What to work on: Nothing but the lines holding the string "vtokkhT" should appear in the answer. Copy them from the entries.

Records for processing:
PR #4876, opened 2022-05-11
fix: more reliable typing of JSONObject

GauBen:

### Tests

### Changesets

---

Before:
image

It ends with:

```
 Type 'Stuff' is not assignable to type 'JSONObject'.
    Index signature for type 'string' is missing in type 'Stuff'
```

After:
image

I have no idea what's the difference, but `Record` works.

I don't plan to investigate any further.

---

```ts
type Record<K extends keyof any, T> = {
    [P in K]: T;
};
```

### DIFF
--- a/.changeset/gorgeous-ads-kneel.md
+++ b/.changeset/gorgeous-ads-kneel.md
@@ -1,0 +1,5 @@
+---
+"@sveltejs/kit": patch
+---
+
+fix: more reliable typing of JSONObject
--- a/packages/kit/types/private.d.ts
+++ b/packages/kit/types/private.d.ts
@@ -136,9 +136,7 @@ export interface CspDirectives {
 
 export type HttpMethod = 'get' | 'head' | 'post' | 'put' | 'delete' | 'patch';
 
-export interface JSONObject {
-	[key: string]: JSONValue;
-}
+export type JSONObject = Record<string, JSONValue>;
 
 export type JSONValue =
 	| string


Rich-Harris:
This is failing CI because this...

```ts
export type JSONObject = Record<string, JSONValue>;
```

...introduces a circular dependency between `JSONObject` and `JSONValue`. I don't know why that doesn't happen with interfaces or how to fix it.

ignatiusmb:
Although it used to be about type or interfaces, [that was now fixed](https://github.com/microsoft/TypeScript/issues/14174). The difference here lies in how we define them, one with the a generics and the other directly as an object literal. A type alias can't be referenced by itself at the top level, and the trick with generics is that they will unpack/expand anything that is passed upon them, which means it won't count as 'literals' even though we're abstracting that object literal in another type — what the `Record` implementation is.

Which also means it won't satisfy this rule (from the [archived spec](https://github.com/microsoft/TypeScript/blob/c300fea3250abd7f75920d95a58d9e742ac730ee/doc/spec-ARCHIVED.md#3.10))
> Note that object type literals, function type literals, and constructor type literals do not depend on types referenced within them and are therefore permitted to circularly reference themselves through type aliases.

Rich-Harris:
So is there any way to make [this](https://www.typescriptlang.org/play?#code/JYOwLgpgTgZghgYwgAgFIGUDyA5TAjAKwgTGQG8AoASAG0BrCATwC5kBnMKUAcwF1WMOAGpwANgFcIAbgoBfChTCMADikHYRElAF5qAH3ace+5CHEBbPNBN4A9rdEQ4IE2dGiT4kABMIMUBDeJgAqtuom6pqSNLwRWLiExGAyFKCQsIgooerk1GBh8QAUAHSlcFDcbKzOjDEAlKwAogAeCBK+ADyRYpIANMjZ8QB8MvIUAPTjyAC0s3Pzcwpp0PBIyADqABZwkABu0LnIR8gw9qwAjKMKMF4kwLYgyIhIymBsAPoEbA-vtokkhT+BAE8XwRBIdUOxwQD2+jmKols3EBhDqVwoMJAHGQAHdtntoKwtjsIPsoMhtOQTmdkOdkLIUs8IK8Pl8fkCkoU8SSyWiKEyWZ9viBfv8wIUyNTbBd6WigA) work?

ignatiusmb:
I suppose, [yeah](https://www.typescriptlang.org/play?#code/JYOwLgpgTgZghgYwgAgFIGUDyA5TAjAKwgTGQG8AoASAG0BrCATwC5kBnMKUAcwF1WMOAGpwANgFcIAbgoBfChTCMADikHYRElAF5qAH3ace+5CHEBbPNBN4A9rdEQ4IE2dGiT4kABMIMUBDeJgAqtuom6pqSNLwRWLiExGAyFKCQsIgooerk1GBh8QAUAHSlcFDcbKzOjDEAlKwAogAeCBK+ADyRYpIANMjZ8QB8MvIUAPTjyAC0s3PzcwpKqsgA6gAWcJAAbtDI2rnIR8gw9qwAjKMKMF4kwLYgyIhIymBsAPoEbA-vtokkhT+BAE8XwRBIdUOxwQD2+jmKols3EBhDqVwoMJAHGQAHdNjtoKwNlsILsoPtyCczshzshZClnhBXh8vj8gUlCniSWS0RRGczPt8QL9-mBCmQqbYLnS0UA)?

Rich-Harris:
closing in favour of #4897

The completed task:
So is there any way to make [this](https://www.typescriptlang.org/play?#code/JYOwLgpgTgZghgYwgAgFIGUDyA5TAjAKwgTGQG8AoASAG0BrCATwC5kBnMKUAcwF1WMOAGpwANgFcIAbgoBfChTCMADikHYRElAF5qAH3ace+5CHEBbPNBN4A9rdEQ4IE2dGiT4kABMIMUBDeJgAqtuom6pqSNLwRWLiExGAyFKCQsIgooerk1GBh8QAUAHSlcFDcbKzOjDEAlKwAogAeCBK+ADyRYpIANMjZ8QB8MvIUAPTjyAC0s3Pzcwpp0PBIyADqABZwkABu0LnIR8gw9qwAjKMKMF4kwLYgyIhIymBsAPoEbA-vtokkhT+BAE8XwRBIdUOxwQD2+jmKols3EBhDqVwoMJAHGQAHdtntoKwtjsIPsoMhtOQTmdkOdkLIUs8IK8Pl8fkCkoU8SSyWiKEyWZ9viBfv8wIUyNTbBd6WigA) work?
I suppose, [yeah](https://www.typescriptlang.org/play?#code/JYOwLgpgTgZghgYwgAgFIGUDyA5TAjAKwgTGQG8AoASAG0BrCATwC5kBnMKUAcwF1WMOAGpwANgFcIAbgoBfChTCMADikHYRElAF5qAH3ace+5CHEBbPNBN4A9rdEQ4IE2dGiT4kABMIMUBDeJgAqtuom6pqSNLwRWLiExGAyFKCQsIgooerk1GBh8QAUAHSlcFDcbKzOjDEAlKwAogAeCBK+ADyRYpIANMjZ8QB8MvIUAPTjyAC0s3PzcwpKqsgA6gAWcJAAbtDI2rnIR8gw9qwAjKMKMF4kwLYgyIhIymBsAPoEbA-vtokkhT+BAE8XwRBIdUOxwQD2+jmKols3EBhDqVwoMJAHGQAHdNjtoKwNlsILsoPtyCczshzshZClnhBXh8vj8gUlCniSWS0RRGczPt8QL9-mBCmQqbYLnS0UA)?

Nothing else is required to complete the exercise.